I see the upcoming Scala 2.8.0 comes with a packrat parser.
Packrat parsing is an implementation technique where you have a parser with memo-ization to avoid re-parsing.
For example, say I have this grammar (I will say expressions):
X ::= a, (Y, e) | (b?, Y, f) Y ::= c, d
(It has a local ambiguity at the c.)
And I want to parse this input string: a c d f.
The packrat parser will try to parse the string against a, (Y, e) which fails when the parser gets to the e. A conventional non-backtracking parser at this stage would fail: it might report that the grammar was the wrong class for such a parser (in the SGML/XML tradition, this is called ambiguity which amplifies the formal computer science notion, but it would be better to say non-deterministic.) A conventional backtracking parser would go back to the a, then start again to parse c d f on the next branch (b?, Y, f).
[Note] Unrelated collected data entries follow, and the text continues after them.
PR #999, opened 2026-06-15
fix(ajv): raise schema cap to 256 KB and soft-log oversized-schema errors

MQ37:
## What
Raise `MAX_UNTRUSTED_SCHEMA_BYTES` from 64 KB to 256 KB, and when a schema still exceeds the cap, throw a typed `SchemaTooLargeError` that the central `logHttpError` classifier logs as a soft fail instead of an error — mirroring how MCP SDK client faults and the run-limit condition are handled. The tool is still dropped (fail-closed), it just no longer raises an error-level alert.

## Why
Real Store Actors hit the old 64 KB cap and were dropped with error-level `Failed to compile schema` logs on `mcp.apify.com` (e.g. `websift/seek-job-scraper` 75 KB, `radeance/wellfound-job-listings-scraper` 142 KB post-transform). The cap only bounds AJV's synchronous codegen (event-loop freeze) — it is not a server fault, so it shouldn't page like one. 256 KB clears all observed real schemas while still bounding codegen; the soft classification keeps a genuinely pathological (>256 KB) schema from alerting.

## Testing
`pnpm type-check`, `pnpm lint`, `pnpm format:check`, `pnpm test:unit` (932 pass). `fixedAjvCompile` test asserts it throws `SchemaTooLargeError`; added a `logHttpError` test asserting that error soft-fails (no `error`/`exception`). Verified against the two failing Actors above using the repo's real transform: both now fit under 256 KB.

### DIFF
--- a/src/errors.ts
+++ b/src/errors.ts
@@ -2,6 +2,19 @@ export class TimeoutError extends Error {
     override readonly name = 'TimeoutError';
 }
 
+/**
+ * Thrown by `fixedAjvCompile` when an untrusted Actor / proxied-MCP input schema exceeds the byte
+ * cap that bounds AJV's synchronous codegen. It's a property of the schema, not a server fault, so
+ * `logHttpError` logs it as a soft fail and the caller drops just that one tool.
+ */
+export class SchemaTooLargeError extends Error {
+    override readonly name = 'SchemaTooLargeError';
+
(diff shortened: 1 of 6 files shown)


MQ37:
FYI @jirispilka @RobertCrupa @vojtechj-apify

jirispilka (approved):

The packrat parser remembers it has already found a Y, and so it does not need to parse the c d again, and can start parsing from the f.
This way a packrat parser can parse in linear time, though the tradeoff is in memory usage for all this memo-ization. Packrat parsers can be used on more than Regular Grammars: they can be used for Parsing Expression Grammars.
DerivativesYou could contrast packrat parsers with the implementation technique used in most RELAX NG parsers: derivatives. As I understand it, a parser implemented using derivatives rewrites the grammar after parsing an input token to a new grammar which represents what may appear next. The immediate step of this grammar is unambiguous. Here is a rough example which I hope is in the ballpark.
In our example above, when the parser find the a token it accepts it and derives the expressions
X ::= (Y, (e | f)) | (b, Y, f) Y ::= c, d
When if finds the c token it accepts it and derives the expressions
X ::= Y, (e | f) Y ::= d
When if finds the d token it accepts it and derives the expression
X ::= e | f
And then it can consume the f token and accepts the input.
The derivatives parser does no backtracking or memo-ization: the work it does is rewriting the grammar. It can handle ambiguous regular grammars. I do not know of any material that compares the performance of dynamic re-writing rather than pre-compiled re-writing. (I haven't thought through whether the latter would be subject to combinatorial explosions: it might be useful for some grammar patterns only.)
(It is interesting that James Clark's 2002 Jing validator combines derivatives with limited memo-ization to handle a couple of particular cases. His Jing parser works at the event level, e.g. start tag, end tag, rather than on a DOM per se.)